▶ [THE TASK] Write out the stretch of lines below that begins at the line with "Coupled with https://github.com/guardian/devx-logs" and ends at the line with "### Accuracy", including both, exactly as given and nothing more.

▶ [INPUT MATERIAL]
+--

PR #1191, opened 2022-04-08
fix: add withoutImdvs2 to props of GuAutoScalingGroup and GuEc2App 

TomPretty:
## What does this change?

We're adding this prop to allow consumers of the GuAutoScalingGroup construct and GuEc2App pattern to be able to explicitly opt out of IMDSv2. Previously, requireImdsv2 was hardcoded to true inside of GuAutoScalingGroup. It's best practice to use IMDSv2, but it's good to provide an escape hatch for applications that aren't ready to adopt it.

NB: GuAutoScalingGroup defaults the value to false, so existing consumers will be unaffected by this change.

## How to test

N/A

support-frontend can log again!

N/A

## Checklist

### DIFF
--- a/src/constructs/autoscaling/asg.ts
+++ b/src/constructs/autoscaling/asg.ts
@@ -37,6 +37,7 @@ export interface GuAutoScalingGroupProps
   userData: UserData | string;
   additionalSecurityGroups?: ISecurityGroup[];
   targetGroup?: ApplicationTargetGroup;
+  withoutImdsv2?: boolean;
 }
 
 /**
@@ -71,6 +72,7 @@ export class GuAutoScalingGroup extends GuStatefulMigratableConstruct(GuAppAware
       targetGroup,
       userData: userDataLike,
       vpc,
+      withoutImdsv2 = false,
     } = props;
 
     // Ensure min and max are defined in the same way. Throwing an `Error` when necessary. For example when min is defined via a Mapping, but max is not.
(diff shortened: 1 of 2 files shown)


akash1810:
Looks like CI is failing, could you run `./script/update-aws-cdk` as [described](https://github.com/guardian/cdk/runs/5882194084?check_suite_focus=true) and rebase?

src/constructs/autoscaling/asg.ts
```diff
@@ -67,6 +66,7 @@ export class GuAutoScalingGroup extends GuStatefulMigratableConstruct(GuAppAware
       imageId = new GuAmiParameter(scope, { app }),
       minimumInstances,
       maximumInstances,
+      requireImdsv2 = true,
```
akash1810, line 69: Having given it some thought, I don't think we should call this `requireImdsv2` as the AWS default is `false` and this will appear in intellisense, even though GuCDK will default it to `true`, which will be confusing.

`withoutImdsv2` might be better? We've precedent for `without*` in the library already [here](https://github.com/guardian/cdk/blob/7b3299e2cb98f64ac23018441c29f825d2f1dbcc/src/constructs/core/stack.ts#L29) and [here](https://github.com/guardian/cdk/blob/7b3299e2cb98f64ac23018441c29f825d2f1dbcc/src/constructs/iam/roles/instance-role.ts#L16).

TomPretty:
> Looks like CI is failing, could you run [`./script/update-aws-cdk`](https://github.com/guardian/cdk/blob/main/script/update-aws-cdk) as [described](https://github.com/guardian/cdk/runs/5882194084?check_suite_focus=true) and rebase?

Yeah I've done that! New PR: #1192

src/constructs/autoscaling/asg.ts
TomPretty: Yeah makes sense - I've pushed that up!

akash1810 (approved):

PR #1201, opened 2022-04-12
chore(deps): Remove deprecated dependency `cli-ux`

akash1810:
## What does this change?

Replace `cli-ux` with `@oclif/core` per https://github.com/oclif/core/blob/main/src/cli-ux/README.md. It could also be argued that we should drop this dependency entirely and simply use `console.log`...

## How to test

As this is a no-op, CI should continue to pass.

Removal of a deprecated dependency.

n/a

## Checklist

### DIFF
--- a/package-lock.json
+++ b/package-lock.json
@@ -8,9 +8,9 @@
       "name": "@guardian/cdk",
       "version": "41.0.0",
       "dependencies": {
+        "@oclif/core": "1.7.0",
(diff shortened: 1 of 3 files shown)


akash1810:
Closes #1065.

jacobwinch (approved):
> It could also be argued that we should drop this dependency entirely and simply use console.log...

I'd be happy with the above suggestion too, but feel free to merge this!

PR #1211, opened 2022-04-13
feat: Add support for automatic log shipping

nicl:
(Applies to the Ec2App patterns.)

A LogKinesisStreamName tag is added to the ASG and nested resources (including instances). These are read to enable automatic log shipping, initially of Cloud Init Logs.

For more info see:

* https://github.com/guardian/amigo/blob/46725214bac8d4ced5f3b2df27bc49ec6c37bd20/roles/cdk-base/README.md
* https://github.com/guardian/amigo/pull/706

And also the recent Amiable PR that would have not been necessary with this change:

https://github.com/guardian/amiable/pull/122

### DIFF
--- a/src/constructs/iam/roles/instance-role.ts
+++ b/src/constructs/iam/roles/instance-role.ts
@@ -12,7 +12,14 @@ import type { GuPolicy } from "../policies";
 import { GuRole } from "./roles";
 
 export interface GuInstanceRoleProps {
+  /**
+   * By default, instances are given permissions to write to Kinesis. Set to
+   * 'true' to prevent this. Note, disabling will prevent not just application
+   * logs being shipped but also anything else - for example, automatic log
+   * shipping of Cloud Init and other logs by the cdk-base role in your AMI.
+   */
   withoutLogShipping?: boolean;
+
   additionalPolicies?: GuPolicy[];
 }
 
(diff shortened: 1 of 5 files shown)


src/constructs/iam/roles/instance-role.ts
```diff
@@ -12,7 +12,12 @@ import type { GuPolicy } from "../policies";
 import { GuRole } from "./roles";
 
 export interface GuInstanceRoleProps {
+  // By default, instances are given permissions to write to Kinesis. Set to
+  // 'true' to prevent this. Note, disabling will prevent not just application
+  // logs being shipped but also anything else - for example, automatic log
+  // shipping of Cloud Init and other logs by the cdk-base role in your AMI.
```
akash1810, line 18: Should we make this a typedoc comment to make it visible in intellisense and the documentation site? Should we also link to the AMIgo recipe?

src/patterns/ec2-app/base.ts
```diff
@@ -348,6 +348,13 @@ export class GuEc2App {
     // TODO: Do we need to tag all resources with this value? What would the use-cases be?
     Tags.of(autoScalingGroup).add(TagKeys.PATTERN_NAME, this.constructor.name, { applyToLaunchedInstances: true });
 
+    // This allows automatic shipping of instance Cloud Init logs when using the
+    // `cdk-base` Amigo role on your AMI.
+    Tags.of(autoScalingGroup).add(
+      "LogKinesisStreamName",
```
akash1810, line 354: Could we move this string into [`TagKeys`](https://github.com/guardian/cdk/blob/main/src/constants/tag-keys.ts)?

akash1810 (approved):

PR #1212, opened 2022-04-13
chore: add VS Code extension recommendations

nicl:
Automatically recommend key extensions when project is opened in VS Code.


jacobwinch (approved):

akash1810 (approved):
nit: `feat` will create a [new minor release](https://www.conventionalcommits.org/en/v1.0.0/), which I don't think we want here? `chore` might be better?

PR #1244, opened 2022-05-05
feat(tagging): Tag resources with build number

akash1810:
## What does this change?

The build number is one (/the only?) way to know which version of the infrastructure definition is running, and is useful information when triaging incidents.

In this change we look up the build number from environment variables:
  - `BUILD_NUMBER` ([TeamCity](https://www.jetbrains.com/help/teamcity/predefined-build-parameters.html#Predefined+Server+Build+Parameters))
  - `GITHUB_RUN_NUMBER` ([GitHub Actions](https://docs.github.com/en/actions/learn-github-actions/environment-variables#default-environment-variables))
  - If not found, we fall back to `"unknown"`.

The build number is then applied as a `gu:build-number` tag to all resources in the stack.

Coupled with https://github.com/guardian/devx-logs and https://github.com/guardian/cloudwatch-logs-management, this tag will get automatically added as markers to logs shipped to the ELK stack.

The project generator has been updated to configure a mock of this new tag. Existing projects would need to add `jest.mock("@guardian/cdk/lib/constants/build-number-tag");` to `jest.setup.js`.

## How to test

CI should continue to pass as tests have been updated.

More information is available when triaging incidents, reducing uncertainty.

### Accuracy
With this change, the marker on the log lines is determined by the AWS tag. If one performs a custom deploy in Riff-Raff, excluding the cloud-formation deployment, the value of the log line marker will not be accurate:

- Deploy all from build 1
- `gu:build-number` tag is "1"
- Log lines have marker `gu:build-number` with value of "1"
- Perform an application only deploy of build 2
- `gu:build-number` tag does not change
- Log lines continue to have marker `gu:build-number` with value of "1"

Maybe a more accurate tag name is `gu:infrastructure-build-number`?

### Increased deployment times
Today, if the IaC hasn't changed between builds, the cost of a "deploy all" is just that of the autoscaling deployment as the cloud-formation task is a no-op.

With this change, every build will produce CloudFormation changes and so the cost of "deploy all" will increase. This might be of particular concern when performing rollback deployments.

## Checklist

### DIFF
--- a/docs/best-practices.md
+++ b/docs/best-practices.md
@@ -19,44 +19,39 @@ Here are some recommendations for using the Guardian CDK library:
 developing locally and in PRs. This enables us to catch things early, creating a shorter feedback loop. See the
 [AWS docs](https://docs.aws.amazon.com/cdk/v2/guide/testing.html#testing_snapshot) on snapshot testing.
 
-#### Mocking `gu:cdk:version`
-The `@guardian/cdk` library follows [Semantic Versioning](https://semver.org/).
+#### Mocking
+GuCDK will add tags to resources:
+  - `gu:cdk:version` represents the version of GuCDK being used. This helps with usage tracking.
+  - `gu:build-number` represents the build number from CI. This helps when triaging incidents.
 
-GuCDK will add the `gu:cdk:version` tag to resources to aid usage tracking.
-This number changes with every version and as a result automatic version upgrade PRs (e.g. via Dependabot) will fail their snapshot tests.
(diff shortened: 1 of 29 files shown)


akash1810:
Alternatives to this, that will remove the noted risks could be to mutate the user data of an ASG, writing the build number to a known location for devx-logs to pick up. For lambdas, we could expose the build as an environment variable.

akash1810:
This needs more thinking. Closing.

+--

▶ [TASK RESPONSE]
Coupled with https://github.com/guardian/devx-logs and https://github.com/guardian/cloudwatch-logs-management, this tag will get automatically added as markers to logs shipped to the ELK stack.

The project generator has been updated to configure a mock of this new tag. Existing projects would need to add `jest.mock("@guardian/cdk/lib/constants/build-number-tag");` to `jest.setup.js`.

## How to test

CI should continue to pass as tests have been updated.

More information is available when triaging incidents, reducing uncertainty.

### Accuracy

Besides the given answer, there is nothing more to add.